Uitspraak
RECHTBANK ROTTERDAM
A.L. Pöllen
A.M.I. van der Does,
1.De procedure
2.De beoordeling van het verzoek
(…) Wraking van de zitting
Rechtbank Rotterdam
Op 19 maart 2025 heeft de meervoudige wrakingskamer van de Rechtbank Rotterdam uitspraak gedaan op een wrakingsverzoek van een verzoeker in civiele zaken. Het verzoek strekt tot wraking van de rechters in twee hoofdzaken die betrekking hebben op de ondertoezichtstelling en de uithuisplaatsing van de minderjarige kinderen van de verzoeker. De verzoeker heeft op 12 maart 2025 een schriftelijk wrakingsverzoek ingediend, waarin hij verschillende gronden voor zijn verzoek heeft uiteengezet. De wrakingskamer heeft echter vastgesteld dat geen van de door de verzoeker genoemde gronden zich concreet richt tegen het handelen of nalaten van de rechters.
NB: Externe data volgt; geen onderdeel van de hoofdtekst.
PR #4466, opened 2025-07-14
native-lib: allow passing structs as arguments

nia-e:
Blocked on #4456 currently to make rebasing easier when that lands. This allows passing arbitrary structs as arguments to native code; receiving a struct as a return value is not yet implemented. Also includes a couple of tests, though we may want to add more (e.g. ensuring it's properly detecting UB when a non-`#[repr(C)]` struct is passed).

I figured the review queue looked a bit too empty :D


tests/native-lib/fail/struct_not_extern_c.rs
```diff
@@ -0,0 +1,19 @@
...
+    pub other_value: i16,
+}
+
+extern "C" {
+    fn pass_struct(s: PassMe) -> i32;
+}
+
+fn main() {
+    let pass_me = PassMe { value: 42, other_value: 1337 };
+    unsafe { pass_struct(pass_me) }; //~ ERROR: Undefined Behavior: passing a non-#[repr(C)] struct over FFI
```
nia-e: Is this correct? I think it's UB, but maybe if the user intentionally sets `#[allow(improper_ctypes)]` we might just want to report this as unsupported instead of UB?

nia-e:
Think this is ready for review. I split off a bunch of the new code this introduces into a different file to not pollute `native_lib/mod.rs` too much more than it already is

@rustbot ready

src/shims/native_lib/mod.rs
```diff
@@ -276,6 +279,115 @@ trait EvalContextExtPriv<'tcx>: crate::MiriInterpCxExt<'tcx> {
...
+                // This relies on the `expose_provenance` in the `visit_reachable_allocs` callback
+                // above.
+                CPrimitive::RawPtr(std::ptr::with_exposed_provenance_mut(s.bytes_usize())).into()
+            }
+            // For ADTs, create a libffi::middle::Type from their fields.
+            ty::Adt(adt_def, args) => {
+                let strukt = this.adt_to_carg(v.layout.ty, *adt_def, args)?;
+
+                // The raw bytes backing this arg.
+                let bytes = match v.as_mplace_or_imm() {
```
nia-e: Can a struct ever be an imm? From my testing it seems like it's always an mplace here but I'm not sure

nia-e:
Seems like there's some trouble here, nvm.

@rustbot author

src/shims/native_lib/mod.rs
RalfJung: Structs can be immediates, yes. `repr(C)` structs currently cannot, but that may change in the future.

nia-e:
Should be fixed. Also bumped the libffi version since apparently there was a [soundness issue](https://github.com/libffi-rs/libffi-rs/commit/23726dca1f6e9164894978bc71e7229eb3b43c2a) that got resolved since the previous version we were on; that wasn't the cause of my test failures, but it's probably smart to include it anyways. There's a couple `// TODO:`s, but those are either out of scope for this first PR (unions) or things I'm just uncertain of and need advice (the other 2).

@rustbot ready

src/shims/native_lib/ffi.rs
```diff
@@ -0,0 +1,113 @@
...
+    let mut arg_ptrs = vec![];
+    for arg in args {
+        arg_tys.push(arg.ty);
+        arg_ptrs.push(arg.ptr)
+    }
+    let cif = Cif::new(arg_tys, R::reify().into_middle());
+    unsafe { cif.call(fun, &arg_ptrs) }
+}
+
+/// A wrapper type for `libffi::middle::Type` which also holds a pointer to the data.
```
RalfJung: Can you explain what this means in a self-contained way, rather than referencing other concepts the reader is unlikely to know?

Also, it's odd to lead with this being a "type" when it is called "arg".

src/shims/native_lib/ffi.rs
```diff
@@ -0,0 +1,113 @@
...
+    _p: std::marker::PhantomData<&'a [u8]>,
+}
+
+impl<'a> FfiArg<'a> {
+    fn new(ty: FfiType, ptr: ArgPtr) -> Self {
+        Self { ty, ptr, _p: std::marker::PhantomData }
+    }
+}
+
+/// An owning form of `FfiArg`.
```
RalfJung: The prefixes "C" and "Ffi" don't do a great job reflecting "owned" and borrowed.

So what about `OwnedArg` and `BorrowedArg`? The "downcast" function (also an odd name, what does it downcast?) can then be called `borrow`.

`CPrimitive` could be called `ScalarArg` as that seems to match what we use it for.

Also, please generally define types bottom-up and with increasing complexity/subtlety, to simplify reading the file in order:
- ScalarArg
- OwnedArg
- BorrowedArg

src/shims/native_lib/ffi.rs
```diff
@@ -0,0 +1,113 @@
...
+/// We introduce this enum instead of just calling `Arg::new` and storing a list of
+/// `libffi::middle::Arg` directly, because the `libffi::middle::Arg` just wraps a reference to
+/// the value it represents and we need to store a copy of the value, and pass a reference to
+/// this copy to C instead.
+#[derive(Debug, Clone)]
+pub enum CArg {
+    /// Primitive type.
+    Primitive(CPrimitive),
+    /// Struct with its computed type layout and bytes.
+    Struct(FfiType, Box<[u8]>),
```
RalfJung: This doesn't have to be a struct, right? It can be any type that `FfiType` can represent, which includes basic integers.

tests/native-lib/fail/struct_not_extern_c.rs
RalfJung: Yeah, reporting this as "unsupported" is better.

tests/native-lib/pass/scalar_arguments.rs
```diff
@@ -39,5 +39,54 @@ fn main() {
...
         // test void function that prints from C
         printer();
+
+        test_pass_struct();
+        test_pass_struct_complex();
+    }
+}
+
+/// Test passing a basic struct as an argument.
+fn test_pass_struct() {
```
RalfJung: The file these tests are in is called "scalar_arguments". Do these arguments you are passing here ,ook like scalars to you? :)

Please make a new file for aggregate arguments.

tests/native-lib/scalar_arguments.c
```diff
@@ -30,6 +30,43 @@ EXPORT int64_t add_short_to_long(int16_t x, int64_t y) {
...
+
+typedef struct ComplexStruct {
+    Part1 part_1;
+    Part2 part_2;
+    uint32_t part_3;
+} ComplexStruct;
+
+EXPORT int32_t pass_struct_complex(const ComplexStruct complex) {
+  if ((((uint32_t)complex.part_1.high) << 16 | (uint32_t)complex.part_1.low) == complex.part_2.bits
+      && complex.part_2.bits == complex.part_3)
```
RalfJung: What is happening here...?

src/shims/native_lib/mod.rs
```diff
@@ -276,6 +278,147 @@ trait EvalContextExtPriv<'tcx>: crate::MiriInterpCxExt<'tcx> {
...
+                        }
+                    }
+                    either::Either::Right(imm) => {
+                        // For immediates, we know the backing scalar is going to be 128 bits,
+                        // so we can just copy that.
+                        // TODO: is it possible for this to be a scalar pair?
+                        let scalar = imm.to_scalar();
+                        if scalar.size().bytes() > 0 {
+                            let bits = scalar.to_bits(scalar.size())?;
+                            bits.to_ne_bytes().to_vec().into_boxed_slice()
```
RalfJung: There's no way this is correct.^^ You're constructing a 16-byte slice here no matter the actual size of the type. And yes this can be a scalar pair. On a big-endian target, the data would even be at the wrong end of the buffer.

However, this should be dead code for `repr(C)` structs, so I'd say just emit "unsupported" here for now.

src/shims/native_lib/mod.rs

Bovendien heeft de verzoeker nagelaten om uit te leggen waarom de genoemde gronden bij hem de objectief gerechtvaardigde vrees voor partijdigheid van de rechters hebben kunnen wekken. De wrakingskamer heeft geoordeeld dat het aan de verzoeker was om deze gronden duidelijk te maken in zijn verzoek. Gezien deze tekortkomingen heeft de wrakingskamer het verzoek tot wraking kennelijk ongegrond verklaard, met toepassing van artikel 8 lid 2 sub a van het Wrakingsprotocol van de rechtbank. De beslissing is openbaar uitgesproken en er staat geen rechtsmiddel open tegen deze uitspraak.